Curtis needs support for basic things like food, transportation, utilities--and he is trying to raise money to buy a computer-generated speech synthesizer, having lost his speaking voice to the tumor. Join us for a benefit for Curtis on Friday May 31, 7 PM, at Take Another Look Books on Rainier Ave. in beautiful Columbia City (see details in the Activist Calendar.) Several ETS! volunteers will share their writing, including co-editor Geov Parrish and production ace Lance Scott; the Underwires will sing a cappella harmonies; plus many Surprize Guests! If you can't be there, please send donations or your tax deductible check, made out to "The Turning Institute." Send it c/o ETS!, PO Box 85541, Seattle, WA 98145.

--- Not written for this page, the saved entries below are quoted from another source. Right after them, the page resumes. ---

PR #76, opened 2015-12-23
Added writeValueObject.

evert:
cc: @staabm
needs tests

### DIFF
--- a/lib/Service.php
+++ b/lib/Service.php
@@ -233,6 +233,32 @@ class Service {
     }
 
     /**
+     * Writes a value object.
+     *
+     * This function largely behaves similar to write(), except that it's
+     * intended specifically to serialize a Value Object into an XML document.
+     *
+     * The ValueObject must have been previously registered using either
+     * mapValueObject() or the $classMap property.
+     *
+     * @param object $object
+     * @param string $contextUri
+     * @return void
+     */
+    function writeValueObject(object $object, $contextUri = null) {
+
+        if (!isset($this->classMap[get_class($object)]))
+            throw new \InvalidArgumentException('"'. get_class($object) .'" is not a registered value object class. Register your class with either mapValueObject or $classMap.');
+        }
+        return $this->write(
+            $this->classMap[get_class($object)],
+            $object,
+            $contextUri
+        );
+
+    }
+
+    /**
      * Parses a clark-notation string, and returns the namespace and element
      * name components.
      *
--- a/lib/Service.php
+++ b/lib/Service.php
@@ -230,6 +230,7 @@ class Service {
         $this->classMap[$className] = function(Writer $writer, $valueObject) use ($namespace) {
             return \Sabre\Xml\Serializer\valueObject($writer, $valueObject, $namespace);
         };
+        $this->valueObjectMap[$className] = $elementName;
     }
 
     /**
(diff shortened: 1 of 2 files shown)


lib/Service.php
```diff
@@ -233,6 +233,32 @@ function mapValueObject($elementName, $className) {
...
+     * @param string $contextUri
+     * @return void
+     */
+    function writeValueObject(object $object, $contextUri = null) {
+
+        if (!isset($this->classMap[get_class($object)]))
+            throw new \InvalidArgumentException('"'. get_class($object) .'" is not a registered value object class. Register your class with either mapValueObject or $classMap.');
+        }
+        return $this->write(
+            $this->classMap[get_class($object)],
```
staabm: Write req. 1st arg to be a clark notation, not a callabe

lib/Service.php
```diff
@@ -233,6 +233,32 @@ function mapValueObject($elementName, $className) {
...
+     * intended specifically to serialize a Value Object into an XML document.
+     *
+     * The ValueObject must have been previously registered using either
+     * mapValueObject() or the $classMap property.
+     *
+     * @param object $object
+     * @param string $contextUri
+     * @return void
+     */
+    function writeValueObject(object $object, $contextUri = null) {
```
staabm: Is `object` a valid typehint?

staabm:
Thx for picking it up. I like the pace we iterate on this lib. Thx for doing such a great job :100:

lib/Service.php
evert: it wasn't =( sadly

evert:
Thanks for all the web points!

tests/Sabre/Xml/ServiceTest.php
```diff
@@ -231,10 +231,20 @@ function testMapValueObject() {
 
         $this->assertEquals($expected, $order);
 
-        $writtenXml = $orderService->write('{http://sabredav.org/ns}order', $order);
+        $writtenXml = $orderService->writeValueObject($order);
```
staabm: Shouldn't we test both api calls and dont assume impl details (that those are equivalent). We should assert those are equivalent instead

lib/Service.php
```diff
@@ -230,6 +230,33 @@ function mapValueObject($elementName, $className) {
         $this->classMap[$className] = function(Writer $writer, $valueObject) use ($namespace) {
             return \Sabre\Xml\Serializer\valueObject($writer, $valueObject, $namespace);
         };
+        $this->valueObjectMap[$className] = $elementName;
```
staabm: Note related to this PR: do we need to make sure (or help preventing users people shooting in there feet)?

- check whether a classMapping already exists before mapping the value object
- check whether the elementMapping already exists before kaüping the value object

evert: Idk! I think overwriting them is a legitimate use-case as well :/

staabm: Ok, then we should add tests for the case

evert: Or maybe not. Overwriting *inside* of Writer or Reader makes a ton of sense, but maybe not in Service. Could be good to throw an exception there

staabm: Thats what I meant ..

evert: Sorry I'm flip-flopping again. I think we need to just let people overwrite these if they want to

evert: The use-case is if an application provides a service, and a module alters the standard behavior the application provides. I don't think that that's entirely far-fetched.

staabm: :-)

Supporting activism also means supporting activists--see you Friday the 31st. -- Valerie Jean Rose

Another good reason to attend the "Lifeline!" benefit May 31 for Curtis Chappel--the indy bookstore that's generously providing the space, Take Another Look Books, will close its doors this summer. Damn, I hate it when the small local businesses I support can't survive an economic recession, while Boeing and corporate ranchers leech off of my tax dollars. Too bad AJ Bastarache, owner of TALB, didn't make huge campaign contributions to Patty and Maria...of course, if he changed the name to Take Another Look Books & STADIUM the WA state legislature would be called back into special session to raise $$ to keep the place open--or keep AJ from moving his business to San Diego.-VJR

Trevor Baumgartner is home safe and sound! Our stalwart ETS! reporter and volunteer, who at the time of his writing last issue was on the West Bank, has had an extraordinary two weeks since--being detained by the Israeli Army during a (successful) attempt by international activists to deliver much-needed food to then-besieged Palestinians at Bethlehem's Church of the Nativity; going on a nearly two-week hunger strike, including refusing water for six days, that left him and three other American activists near death; and finally being deported (after lengthy negotiations with Israeli authorities, the U.S. embassy, and countless other interested parties) and arriving back in Seattle, very weak but essentially safe and sound, over the weekend.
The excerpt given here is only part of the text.